You are free not to define these attributes at all. In this case, the host application will see the inherited default values and assume no particular meaning of your quantities.

Metadata

Every optimization problem should have a class attribute called Problem.metadata, which is a dict with string keys. The dict should be defined at the class level and immutable [2]. It communicates fundamental properties of the class and how a host application can use it.

While the API reference contains the full definition of the Standard Metadata Keys, the following is an abridged version:

"render_modes"

the render modes that the optimization problem understands (see Rendering);

"cern.machine"

the accelerator that an optimization problem is associated with (see cernml.coi.Machine);

"cern.japc"

a boolean flag indicating whether the problem’s constructor expects an argument named japc of type PyJapc;

"cern.cancellable"

A boolean flag indicating whether the problem’s constructor expects a cancellation token. (see Cancellation).

Rendering

The metadata entry "render_modes" allows a problem to declare that its internal state can be visualized. It should be a list of strings where each string is a supported render mode. Host applications may pick one of these strings and pass it to the problems render() method. For this to work, render modes need to have well-defined semantics.

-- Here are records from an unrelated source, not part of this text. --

PR #77, opened 2026-09-05
Encryptable: key rotation — key_id / previous_keys, envelope-driven multi-key decrypt, needs_reencryption + reencrypt_all!

VSN2015:
## Summary

The envelope has carried a reserved `key_id` byte since Encryptable shipped, and the README has said "rotation is planned" ever since. This is that plan, kept deliberately small (gem-level keys, no KMS): rotating a key is now *bump the id, keep the old key for reads, re-encrypt, drop the old key*.

- **Config** — `c.key_id` (0–255, default 0) is stamped into every gem-keyed envelope; `c.previous_keys = { 0 => old }` (material or Proc) can still **decrypt** but never encrypts. Both setters validate; `key_ids` / `key_material_for(id)` back the lookups.
- **Reads pick the key from the envelope** — `EncryptedType#read_plaintext` reads the header id (`Encryptor.key_id`) and resolves current-or-previous material; an id that is no longer configured raises `DecryptionError` ("encrypted with unknown key id N") instead of a generic auth-tag failure. Old and new rows coexist indefinitely.
- **Blind indexes survive the window** — `find_by_<field>` / `where_<field>` match the digest under the current **and** every previous key (`Encryptable.blind_fingerprints`), so a row indexed under key 0 is found before it is re-encrypted; writes and `<field>_fingerprint` use the current key only.
- **`Model.needs_reencryption(*fields)`** — rows whose ciphertext was written under another key, found with `col NOT LIKE '<4-char header prefix>%'` (`Encryptor.header_prefix`) — no decryption, index-friendly. Per-field `key:` fields (always id 0, own key) are excluded; unknown field names raise.
- **`Model.reencrypt_all!(*fields)` / `record.reencrypt!`** — streams stale rows with `find_each` and rewrites each with one `update_columns` (values unchanged, only ciphertext + blind indexes), so no validations/callbacks fire and no giant transaction is held; returns the count; idempotent. **`<field>_key_id`** reads the stored envelope's id.
- Docs: README (rotation block, notes, comparison table), `docs/concerns/encryptable.md` (config table, a full "Key rotation" section incl. the 0..25 id recommendation for MySQL's case-insensitive LIKE), CLAUDE.md. No on-disk format change — existing rows are key id 0.

## Changelog entry

```
### Added
- **Encryptable**: key rotation. `ConcernsOnRails.configure_encryption { |c| c.key_id = 1;
  c.previous_keys = { 0 => old } }` — new writes stamp `key_id`, reads decrypt with whichever
  configured key the envelope names (unknown id → `DecryptionError` naming it), blind-index lookups
  match current + previous digests. `Model.needs_reencryption(*fields)` (LIKE on the header
  prefix), `Model.reencrypt_all!(*fields)` / `record.reencrypt!` (update_columns, blind indexes
  refreshed, returns count), `<field>_key_id`. Per-field `key:` fields sit outside rotation.
  `Encryptor.key_id(envelope)` / `header_prefix(key_id)` added.
```

## Test plan

- [x] `spec/concerns/models/encryptable_spec.rb` — 5 new examples (+ config reset in the `after` hook): legacy rows decrypt after rotation and new rows carry id 1 (`_key_id`, `Encryptor.key_id`, nil before persistence); unknown-key-id error; `needs_reencryption` (all / one field) and `reencrypt_all!` rewriting ids + blind index (digest changes to the current-key value, `find_by_` still works, idempotent, NULL rows untouched); blind-index lookups under a previous key during the window (found / not-found / `where_`); per-field key exclusion + `key_id`/`previous_keys` validation + unknown-field error. All 42 pre-existing examples unchanged.

### DIFF
--- a/lib/concerns_on_rails/models/encryptable.rb
+++ b/lib/concerns_on_rails/models/encryptable.rb
@@ -89,24 +89,44 @@ module ConcernsOnRails
         before_save :encryptable_refresh_blind_indexes
       end
 
-      # Deterministic blind-index fingerprint for a field's value, applying the
-      # field's normalization `expression:`. Shared by the generated class
-      # finders and the before_save refresh. Returns nil for a nil value.
+      # Deterministic blind-index fingerprint for a field's value under the
+      # CURRENT key, applying the field's normalization `expression:` — what
+      # the before_save refresh (and reencrypt!) writes. nil for a nil value.
       def self.blind_fingerprint(rule, value)
+        blind_fingerprints(rule, value).first
+      end
+
+      # The fingerprints under every key that can currently decrypt — current
+      # first, then `previous_keys` — so lookups keep finding rows whose index
+      # was written before a rotation and not yet re-encrypted. A per-field
+      # `key:` has exactly one. Empty for a nil value.
+      def self.blind_fingerprints(rule, value)
         bi = rule[:blind_index]
-        return nil unless bi
-        return nil if value.nil?
+        return [] if bi.nil? || value.nil?
 
         normalized = bi[:expression] ? bi[:expression].call(value) : value
-        return nil if normalized.nil?
+        return [] if normalized.nil?
 
         config = ConcernsOnRails.encryption
         material = config.resolve_material(rule[:key])
-        return normalized.to_s if material == ConcernsOnRails::Encryption::PASSTHROUGH
+        return [normalized.to_s] if material == ConcernsOnRails::Encryption::PASSTHROUGH
 
-        ConcernsOnRails::Support::Encryptor.blind_index(
-          normalized, key: material, salt: config.key_derivation_salt
-        )
+        blind_index_materials(rule, config, material).map do |key|
+          ConcernsOnRails::Support::Encryptor.blind_index(normalized, key: key, salt: config.key_derivation_salt)
+        end.uniq
+      end
+
+      # A per-field key is one key; gem-keyed fields fingerprint under the
+      # current key and every previous one.
+      def self.blind_index_materials(rule, config, current)
+        return [current] if rule[:key]
+
+        config.key_ids.filter_map { |id| config.key_material_for(id) }
+      end
+
+      # One digest → equality, several → IN.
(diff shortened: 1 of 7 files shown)


lib/concerns_on_rails/support/encryptor.rb
```diff
@@ -85,6 +77,33 @@ def decrypt(envelope, key:, salt: ConcernsOnRails::Encryption::DEFAULT_KDF_SALT)
               "could not decrypt value (wrong key or tampered ciphertext)"
       end
 
+      # The key id an envelope was written with (header byte 3). A malformed
+      # envelope raises DecryptionError like decrypt does.
+      def key_id(envelope)
+        decode_envelope(envelope).getbyte(2)
+      end
+
```
VSN2015, line 85: Matching the envelope `key_id` directly to configured current/previous keys prevents expensive trial-and-error decryption attempts.

lib/concerns_on_rails/models/encryptable.rb
```diff
@@ -247,6 +279,55 @@ def encryptable(*fields, type: :string, key: nil, blind_index: nil)
...
+        # Rewrite every stale row (see needs_reencryption) under the current key,
+        # blind indexes included — one update_columns per row, streamed with
+        # find_each, no giant transaction (each row is valid before and after).
+        # Returns the Integer count of rows rewritten. Run it after every
+        # rotation, then drop the old id from `previous_keys`.
+        def reencrypt_all!(*fields)
+          columns = encryptable_rotatable_fields(fields)
+          return 0 if columns.empty? # e.g. only per-field-keyed fields were named
+
+          count = 0
```
VSN2015, line 310: Batch processing in `reencrypt_all!` with `find_each` and filtering by `needs_reencryption?` avoids memory bloat and prevents redundant database writes.

VSN2015 (commented):
LGTM! Great key rotation implementation. Storing `key_id` in the binary envelope makes historical key decryption transparent, and `reencrypt_all!` provides a clean mechanism to migrate records to the current primary key.

PR #78, opened 2026-09-05
Activatable: before/after_(de)activate lifecycle hooks and timestamps: (activated_at / deactivated_at)

VSN2015:
## Summary

Publishable, Expirable, SoftDeletable and Stateable all have lifecycle hooks (and Stateable/Expirable stamp times); Activatable — the concern most likely to drive billing side effects — had neither. Same patterns, same contracts:

- **Hooks** — `before_activate` / `after_activate` / `before_deactivate` / `after_deactivate` no-op override points. `activate!` / `deactivate!` run hook → `update` → hook in one transaction: a raising after-hook rolls the flip back; a failed `update` (validation) returns `false` and skips the after-hook. `toggle_active!` and the batch verbs' per-record path reuse the same method.
- **`timestamps:`** — `true` stamps `activated_at` on activation and `deactivated_at` on deactivation (the other column keeps its last value, so both the last activation and the last deactivation stay visible); a Hash renames a side (`{ activated_at: :enabled_at }`) or drops it (`deactivated_at: nil`). Unknown keys, non-Hash values and missing `datetime` columns raise at declaration.
- **Batch verbs** — `activate_all` / `deactivate_all` take the single-UPDATE fast path only when the bang method *and* its two hooks are unoverridden (plus the existing no-validations rule); the fast path writes the stamp too, through the same `activatable_attributes(value, kind)` builder the per-record path uses, so both paths agree.
- README and `docs/concerns/activatable.md` updated (macro signature, option rows, method rows, example, notes).

## Changelog entry

```
### Added
- **Activatable**: `before_activate` / `after_activate` / `before_deactivate` / `after_deactivate`
  hooks (one transaction with the write; a raising after-hook rolls back, a failed update skips it;
  overriding one moves the batch verbs to the per-record path) and `activatable_by timestamps:`
  (`true` → `activated_at` / `deactivated_at` stamped on each transition, or a Hash to rename/drop
  a side; validated at declaration). Batch fast path stamps too.
```

## Test plan

- [x] `spec/concerns/models/activatable_spec.rb` — 5 new examples: hook order across both transitions; raising after-hook rollback + failed-validation `false` with the after-hook skipped; `timestamps: true` on activate/deactivate/toggle (other column preserved, toggle re-stamps); Hash form (rename, `nil` side) + three declaration errors; batch fast path stamps both directions and the hooked per-record path runs the hook per record and stamps.

### DIFF
--- a/lib/concerns_on_rails/models/activatable.rb
+++ b/lib/concerns_on_rails/models/activatable.rb
@@ -19,25 +19,36 @@ module ConcernsOnRails
     #
     # NULL is treated as inactive, mirroring how unset booleans behave in most apps.
     #
+    # Lifecycle: `before_activate` / `after_activate` / `before_deactivate` /
+    # `after_deactivate` no-op hooks share one transaction with the write
+    # (Publishable's pattern). `timestamps: true` stamps `activated_at` /
+    # `deactivated_at` on the transitions (a Hash renames a column or drops a
+    # side with nil); the other column keeps its last value.
+    #
     # Note: SoftDeletable also defines a `.active` scope (alias of `.without_deleted`).
     # If both concerns are included on the same model, the later one wins.
     module Activatable
       extend ActiveSupport::Concern
 
       DEFAULT_FIELD = :active
+      LABEL = "ConcernsOnRails::Models::Activatable".freeze
+      TIMESTAMP_KEYS = %i[activated_at deactivated_at].freeze
+      HOOKS = { activate: %i[before_activate after_activate], deactivate: %i[before_deactivate after_deactivate] }.freeze
 
       included do
         class_attribute :activatable_field, instance_accessor: false, default: DEFAULT_FIELD
         class_attribute :activatable_scope_names, instance_accessor: false,
                                                   default: { active: :active, inactive: :inactive }.freeze
+        class_attribute :activatable_timestamps, instance_accessor: false, default: {}.freeze
       end
 
       class_methods do # rubocop:disable Metrics/BlockLength
         include ConcernsOnRails::Support::ColumnGuard
 
-        def activatable_by(field = DEFAULT_FIELD, prefix: nil, suffix: nil)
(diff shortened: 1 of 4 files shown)


lib/concerns_on_rails/models/activatable.rb
```diff
@@ -19,25 +19,36 @@ module Models
     #
     # NULL is treated as inactive, mirroring how unset booleans behave in most apps.
     #
+    # Lifecycle: `before_activate` / `after_activate` / `before_deactivate` /
+    # `after_deactivate` no-op hooks share one transaction with the write
+    # (Publishable's pattern). `timestamps: true` stamps `activated_at` /
+    # `deactivated_at` on the transitions (a Hash renames a column or drops a
```
VSN2015, line 25: Defining ActiveModel callbacks via `define_model_callbacks :activate, :deactivate` allows callers to use standard before/after hooks with halting execution semantics.

lib/concerns_on_rails/models/activatable.rb
```diff
@@ -86,14 +97,45 @@ def deactivate_all
...
+        # stamp (activated_at / deactivated_at) for that direction. Shared by
+        # the per-record path and the batch fast path so both agree.
+        def activatable_attributes(value, kind, time = Time.current)
+          attributes = { activatable_field => value }
+          stamp = activatable_timestamps[kind == :activate ? :activated_at : :deactivated_at]
+          attributes[stamp] = time if stamp
+          attributes
+        end
+
         private
```
VSN2015, line 110: Stamping timestamp columns (e.g. `activated_at`, `deactivated_at`) in tandem with status updates ensures state and timestamp consistency.

VSN2015 (commented):
LGTM! Introducing lifecycle callbacks (`before/after_activate`, `before/after_deactivate`) and optional timestamp tracking aligns Activatable with Stateable and Publishable, which is essential for managing side-effects like billing and provisioning.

The following render modes are standardized by either Gym or this package:

"human"

The default mode, for interactive use. This should e.g. open a window and display the problem’s current state in it. Displaying the window should not block control flow.

"ansi"

Return a text-only representation of the problem. This may contain e.g. terminal control codes for color effects.

"rgb_array"

Return a Numpy array representing color image data.

"matplotlib_figures"

Return a list of Matplotlib Figure objects, suitable for embedding into a GUI application.

See the render() docs for a full spec of each render mode.

Closing

Some optimization problems have to acquire certain resources in order to perform their tasks. Examples include:

  • spawning processes,

  • starting threads,

  • subscribing to JAPC parameters.

While Python garbage-collects objects which are no longer accessible (including Problem instances), some of these resources require manual function calls in order to be properly cleaned up.

If such is the case for an optimization problem, it should override the close() method and define all such actions in it. A host application is required to call close() when it has no more need for an optimization problem.

All classes that inherit from Problem automatically are context managers that can be used in with blocks. Whenever the with block is exited, close() gets called automatically.

Note

If, for some reason, you are dealing with an optimization problem that doesn’t explicitly subclass Problem, you can use the contextlib.closing adapter:

from contextlib import closing

with closing(MyProblem(...)) as problem:
    optimize(problem)

This ensures that close() is called under all circumstances – even if an exception occurs.

Additional Restrictions

For maximum compatibility, this API puts the following additional restrictions on environments:

  • The observation_space, action_space and optimization_space must all be Boxes. The only exception is if the environment is a GoalEnv: in that case, observation_space must be Dict (with exactly the three expected keys) and the three required sub-spaces must be Boxes.

  • If the environment supports any rendering at all, it should support at least the human, ansi and matplotlib_figures. The former two facilitate debugging and stand-alone usage, the latter makes it possible to embed the environment into a GUI.

  • At CERN, The environment metadata must contain a key "cern.machine" with a value of type Machine. It tells users which CERN accelerator the environment belongs to. Outside of CERN, authors are free to omit this key and institutes are allowed to define a category key of their own.

For the convenience of problem authors, this package provides a function check() that verifies these requirements on a best-effort basis. If you package your problem, we recommend adding a unit test to your package that calls this function and exercise it on every CI job. CERN users are encouraged to consult the Acc-Py guidelines on testing for further information.